> WHAT TO PRODUCE: Lines from the top of the entries down to the line with "LGTM but a few" must be set down exactly as they stand, with both ends retained.

*** SOURCE DATA Section Begins ***

PR #219, opened 2024-07-30
fix: use RWMutex to allow sync writes/reads on dict for scrub writer

bastiandoetsch:
Before this PR, iterating over the scrub word dict was not protected from writes to the dict via addTerm() or removeTerm(). I've added a RWMutex to allow unlimited iterating over the dict, but locking everything once a write is occurring. This should fix concurrency issues like in https://github.com/snyk/snyk-ls/actions/runs/10162805720/job/28104241006?pr=608

### DIFF
--- a/pkg/logging/scrubbingLogWriter.go
+++ b/pkg/logging/scrubbingLogWriter.go
@@ -44,13 +44,13 @@ type scrubStruct struct {
 type ScrubbingDict map[string]scrubStruct
 
 type scrubbingLevelWriter struct {
-	m         sync.Mutex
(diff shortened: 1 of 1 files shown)


cmars (approved):
LGTM but a few questions about this:

Is there a need to dynamically add and remove scrubbed terms to/from a scrubbing log writer after it is created?

Or could these be defined up-front when the log writer is created? That could remove the need for a mutex since all access to the map would then be read-only once created.

Was this discovered with `go test -race`? Should we add `-race` to `make test` as a general rule? Go's race detector is pretty awesome.

PR #221, opened 2024-08-02
chore: set default network logging to debug level

PeterSchafer:


pkg/networking/networking.go
```diff
@@ -53,33 +53,35 @@ type networkImpl struct {
 	logger       *zerolog.Logger
 }
 
+const defaultNetworkLogLevel = zerolog.DebugLevel
+
 func LogRequest(r *http.Request, logger *zerolog.Logger) {
-	if logger.GetLevel() != zerolog.TraceLevel { // Only log if trace level is enabled
+	if logger.GetLevel() > defaultNetworkLogLevel { // Only log if trace level is enabled
```
cmars, line 59: I'm not sure this will evaluate true for trace level, given the constants defined in https://pkg.go.dev/github.com/rs/zerolog#Level

It looks like trace is less than debug.

cmars (commented):
Looks good but I think there might be an issue with the log level comparison.

pkg/networking/networking.go
bastiandoetsch: Yeah, looks like Debug = 0, Trace = -1. How about `if logger.GetLevel() <= defaultNetworkLevel`? That way network would be logged with debug & trace

PeterSchafer: It's Friday so maybe I'm wrong 😅  

The condition here is to **not** log anything. 

This means that:
* if the logger level is greater than the constant (debug) it will return and therefore not log (InfoLevel=1, WarnLevel=2, ErrorLevel=3, ...)
* if the logger level is less than equal the constant (debug) it'll continue and log. (debug, trace)

PeterSchafer: @cmars I think the incorrect comment caused some confusion. Please take a look again and let me know if you still think the code itself is incorrect.

cmars (approved):

PR #223, opened 2024-08-06
fix: interprocess file locking for oauth token refresh

cmars:
Addresses an interprocess race condition when multiple concurrent snyk CLI commands are running with an oauth token which needs to be refreshed.

TODOs:
- [x] Test & document configuration package changes
- [x] Lint TODOs

Updated Circle CI to use Docker instead of an ubuntu VM. Nothing in the GAF needs a VM to test and a Docker image pins down the Go toolchain version.

CLI-462


pkg/auth/oauth2authenticator.go
```diff
@@ -450,3 +461,46 @@ func (o *oAuth2Authenticator) AddAuthenticationHeader(request *http.Request) err
...
+	if storage := o.config.GetStorage(); storage != nil {
+		// Lock configuration storage and refresh, to avoid oAuth2Authenticator
+		// racing with itself on concurrently rotating client & refresh tokens.
+		err := storage.Lock(ctx)
+		if err != nil {
+			return cleanup, err
+		}
+		cleanup = func() {
+			if unlockErr := storage.Unlock(); unlockErr != nil {
+				fmt.Println("failed to unlock config storage:", unlockErr)
```
ShawkyZ, line 483: Shouldn't we use a logger here instead? I think fmt.println can affect LS stdin/out stream communication

cmars: How do we get a logger into the authenticator?

cmars: A logger would be ideal, but I'm not seeing a lot of logger integration across the GAF, and it'd be quite tricky to wind a logger through all the different ways this authenticator is instantiated.

For the time being, I'll write it out to stderr instead.

pkg/configuration/storage.go
```diff
@@ -107,3 +127,28 @@ func (s *JsonStorage) Set(key string, value any) error {
...
+	if err != nil {
+		return err
+	}
+	doc := map[string]interface{}{}
+	err = json.Unmarshal(contents, &doc)
+	if err != nil {
+		return err
+	}
+	for k, v := range doc {
+		config.Set(k, v)
```
PeterSchafer, line 142: Possible Issue: Using Set() is an override, and overrides have precedence. This means that setting values like this might cause a change in behaviour. Can we make use of the reloading mechanism inside viper, for example by calling [ReadInConfig()](https://pkg.go.dev/github.com/spf13/viper#ReadInConfig) instead?

cmars: In trying this approach, I think I've found a pre-existing bug in GAF configuration. `ev.viper.ReadInConfig()` fails to update the extendedViper keys in my unit tests. Digging into it, here's what I found:

The JsonStorage created by extendedViper always writes `~/.config/configstore/snyk.json` -- this filename is hard-coded, regardless of what the config name is set to, see https://github.com/snyk/go-application-framework/blob/068ee27b9941a958cce67e11d7eb332302678aaa/pkg/configuration/configuration.go#L465

However ReadInConfig attempts to honor the viper config name ("test" in unit tests), fails to find the file, and fails to refresh as a result. This might not impact production code if we only use `snyk.json` there, but it makes me aware that our storage implementation isn't always consistent with the way we're orchestrating viper.

I'm concerned this is becoming a rabbit hole and something to fix in a followup. For the time being, points to consider:

1. `Set` is used by `Clone`, so the override might be a reasonable thing to use in `Refresh`, given that we're setting from raw JSON parsed values.

2. Regarding keys not in the config, given that we persist only some of the keys, leaving the un-persisted config keys intact (as the current implementation does) seems less disruptive.

3. Making Storage entirely responsible for the serialization in refresh will likely have better results for a LS alternative implementation.

go.mod
```diff
@@ -1,6 +1,6 @@
 module github.com/snyk/go-application-framework
 
-go 1.21
+go 1.21.0
```
bastiandoetsch, line 3: can we potentially increase that to 1.22.x? I think LS already states that it uses 1.22.x, so bumping the go versions consistently would be nice (also for CLI).

cmars: Oh cool! I wasn't sure about that but heck yeah I could use range over integer in the test.

cmars: Done!

.golangci.yaml
```diff
@@ -32,7 +32,6 @@ linters-settings:
   gosimple:
     checks: ['all']
   govet:
-    check-shadowing: true
```
cmars, line 35: This is now default in the newer golangci-lint version, it was saying:

```
WARN [config_reader] The configuration option `linters.govet.check-shadowing` is deprecated. Please enable `shadow` instead, if you are not using `enable-all`. 
```

Makefile
```diff
@@ -3,7 +3,7 @@ GOOS = $(shell go env GOOS)
 GOARCH = $(shell go env GOARCH)
 
 GO_BIN := $(shell pwd)/.bin
-OVERRIDE_GOCI_LINT_V := v1.55.2
+OVERRIDE_GOCI_LINT_V := v1.59.1
```
cmars, line 6: Needed this because I'm using a 1.22-specific feature that the older lint didn't understand (range over int)

.circleci/config.yml
```diff
@@ -3,22 +3,22 @@ version: 2.1
 orbs:
   prodsec: snyk/prodsec-orb@1
 
-executors:
-  linux:
-    machine:
-      image: ubuntu-2204:2023.10.1
```
cmars, line 9: Realized VM is overkill here and it also didn't have the right Go version installed.

internal/utils/cache-dir_test.go
```diff
@@ -28,7 +28,7 @@ func (m *mockCacheDirOSUtil) MkdirAll(path string, perm os.FileMode) error {
 }
 
 func (m *mockCacheDirOSUtil) Stat(_ string) (os.FileInfo, error) {
-	return nil, nil
+	return nil, nil //nolint:nilnil // its a mock
```
cmars, line 31: New lint version complaining about this.

pkg/mocks/config_storage.go
cmars, line 1: This one and the following file are generated by mockgen, which needed a refresh due to interface changes.

Looks like we were a little out of sync.

pkg/configuration/storage.go
PeterSchafer: Trying to separate my concern above from a solution proposal.

**Concern**
Using Set() for all values from the config file changes the precedence. Taking the example where `org` is set in the config file but also as an Environment Variable. The normal behaviour is that the environment variable will be consumed. After udpating the token, the org value from the config file will be Set() and suddenly another org will be used.

I think this concern is generally valid here. The difference to the mentioned usage in `Clone()` is that there it calls `Get()` and uses this value to `Set()`, it basically takes a snapshot of the configuration in time. But the snapshot has the same values. And doesn't change automatically through the update of an unassociated value.

**Solution**
If my previous hint towards a solution doesn't work, let's take a look further.

pkg/configuration/configuration_test.go
```diff
@@ -439,3 +441,95 @@ func Test_Configuration_GetKeyType(t *testing.T) {
...
+			err := storage.Lock(ctx, time.Millisecond)
+			assert.NoError(t, err)
+			defer func() {
+				unlockErr := storage.Unlock()
+				assert.NoError(t, unlockErr)
+			}()
+
+			err = storage.Refresh(config, "n")
+			assert.NoError(t, err)
+			config.Set("n", config.Get("n").(float64)+1)
```
PeterSchafer, line 470: nitpick: There is GetFloat64() ;)

pkg/configuration/configuration_test.go
```diff
@@ -439,3 +441,95 @@ func Test_Configuration_GetKeyType(t *testing.T) {
...
+				assert.NoError(t, err)
+			}
+			defer func() {
+				unlockErr := storage.Unlock()
+				assert.NoError(t, unlockErr)
+			}()
+
+			err = storage.Refresh(config, "n")
+			assert.NoError(t, err)
+			n := config.Get("n").(float64) //nolint:errcheck // let it panic in a test
```
PeterSchafer, line 515: nitpick: Same as above, there is GetFloat64() which probably avoids the linter topic.

PR #226, opened 2024-08-15
feat: Add support for dynamic headers

sandor-trombitas:
* This PR adds a possibility to add http headers dynamically in addition to the existing static headers.
* It also introduces a helper to add a dynamically generated snyk-request-id

### DIFF
--- a/pkg/local_workflows/network_utils/snyk_request_id.go
+++ b/pkg/local_workflows/network_utils/snyk_request_id.go
@@ -1,0 +1,16 @@
+package network_utils
+
+import (
+	"github.com/google/uuid"
+
+	"github.com/snyk/go-application-framework/pkg/networking"
+)
+
+func AddSnykRequestId(n networking.NetworkAccess) {
+	n.AddDynamicHeaderField("snyk-request-id", func(values []string) []string {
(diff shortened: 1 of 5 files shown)


pkg/local_workflows/network_utils/snyk_request_id.go
```diff
@@ -0,0 +1,16 @@
+package network_utils
+
+import (
+	"github.com/google/uuid"
+
+	"github.com/snyk/go-application-framework/pkg/networking"
+)
+
+func AddSnykRequestId(n networking.NetworkAccess) {
```
cmars, line 9: A godoc comment would be nice 🙏. There's a recommended convention for these, see https://go.dev/doc/comment

(At some point, we should turn on the linter rule requiring them for exported symbols.)

pkg/networking/networking.go
```diff
@@ -44,13 +46,16 @@ type NetworkAccess interface {
 	Clone() NetworkAccess
 }
 
+type DynamicHeaderFunc func([]string) []string
```
cmars, line 49: Godoc would be nice here as well.

cmars (approved):
Awesome stuff!

PR #228, opened 2024-08-22
fix: panic when no remote url exists

ShawkyZ:


pkg/instrumentation/get-target-id.go
```diff
@@ -199,10 +199,11 @@ func gitBaseId(path string) (*url.URL, error) {
 	}
 
 	// based on the docs, the first URL is being used to fetch, so this is the one we use
-	repoUrl := remote.Config().URLs[0]
-	if repoUrl == "" {
+	remoteConfig := remote.Config()
```
PeterSchafer, line 202: Suggestion: looks good to me! Do we have a chance to add a test case?

ShawkyZ: looking into it

PeterSchafer: Currently it is unclear to create such a test case, so we will postpone this.

PeterSchafer (approved):

pkg/instrumentation/get-target-id.go
```diff
@@ -199,10 +199,11 @@ func gitBaseId(path string) (*url.URL, error) {
...
+	if remoteConfig == nil || len(remoteConfig.URLs) == 0 || remoteConfig.URLs[0] == "" {
```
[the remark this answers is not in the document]
bastiandoetsch: Would you please file an issue with `go-git` then? They may fix it if they deem it appropriate.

*** SOURCE DATA Section Ends ***

> EXERCISE SOLUTION:
PR #219, opened 2024-07-30
fix: use RWMutex to allow sync writes/reads on dict for scrub writer

bastiandoetsch:
Before this PR, iterating over the scrub word dict was not protected from writes to the dict via addTerm() or removeTerm(). I've added a RWMutex to allow unlimited iterating over the dict, but locking everything once a write is occurring. This should fix concurrency issues like in https://github.com/snyk/snyk-ls/actions/runs/10162805720/job/28104241006?pr=608

### DIFF
--- a/pkg/logging/scrubbingLogWriter.go
+++ b/pkg/logging/scrubbingLogWriter.go
@@ -44,13 +44,13 @@ type scrubStruct struct {
 type ScrubbingDict map[string]scrubStruct
 
 type scrubbingLevelWriter struct {
-	m         sync.Mutex
(diff shortened: 1 of 1 files shown)


cmars (approved):
LGTM but a few questions about this:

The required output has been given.